__TASK INSTRUCTIONS__
Please return all of the material exactly, with no line missing.

====== SUPPLIED MATERIAL ======

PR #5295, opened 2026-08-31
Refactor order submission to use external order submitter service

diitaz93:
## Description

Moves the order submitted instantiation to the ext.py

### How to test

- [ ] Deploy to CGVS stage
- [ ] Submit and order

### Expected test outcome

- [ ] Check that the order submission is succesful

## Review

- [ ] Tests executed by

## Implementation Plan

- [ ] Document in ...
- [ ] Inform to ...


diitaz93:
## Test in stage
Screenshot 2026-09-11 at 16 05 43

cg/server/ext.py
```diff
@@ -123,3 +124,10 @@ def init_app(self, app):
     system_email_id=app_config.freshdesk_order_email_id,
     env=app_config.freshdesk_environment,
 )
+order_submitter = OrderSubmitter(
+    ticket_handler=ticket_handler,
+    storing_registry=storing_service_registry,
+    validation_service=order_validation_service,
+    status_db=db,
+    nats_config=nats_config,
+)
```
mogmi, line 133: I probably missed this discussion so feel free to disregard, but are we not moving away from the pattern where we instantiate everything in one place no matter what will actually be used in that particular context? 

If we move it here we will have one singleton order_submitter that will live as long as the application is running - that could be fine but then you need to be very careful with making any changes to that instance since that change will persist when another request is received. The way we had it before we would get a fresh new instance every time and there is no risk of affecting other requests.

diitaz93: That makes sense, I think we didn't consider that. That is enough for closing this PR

======

__SOLUTION TO THIS TASK__
PR #5295, opened 2026-08-31
Refactor order submission to use external order submitter service

diitaz93:
## Description

Moves the order submitted instantiation to the ext.py

### How to test

- [ ] Deploy to CGVS stage
- [ ] Submit and order

### Expected test outcome

- [ ] Check that the order submission is succesful

## Review

- [ ] Tests executed by

## Implementation Plan

- [ ] Document in ...
- [ ] Inform to ...


diitaz93:
## Test in stage
Screenshot 2026-09-11 at 16 05 43

cg/server/ext.py
```diff
@@ -123,3 +124,10 @@ def init_app(self, app):
     system_email_id=app_config.freshdesk_order_email_id,
     env=app_config.freshdesk_environment,
 )
+order_submitter = OrderSubmitter(
+    ticket_handler=ticket_handler,
+    storing_registry=storing_service_registry,
+    validation_service=order_validation_service,
+    status_db=db,
+    nats_config=nats_config,
+)
```
mogmi, line 133: I probably missed this discussion so feel free to disregard, but are we not moving away from the pattern where we instantiate everything in one place no matter what will actually be used in that particular context? 

If we move it here we will have one singleton order_submitter that will live as long as the application is running - that could be fine but then you need to be very careful with making any changes to that instance since that change will persist when another request is received. The way we had it before we would get a fresh new instance every time and there is no risk of affecting other requests.

diitaz93: That makes sense, I think we didn't consider that. That is enough for closing this PR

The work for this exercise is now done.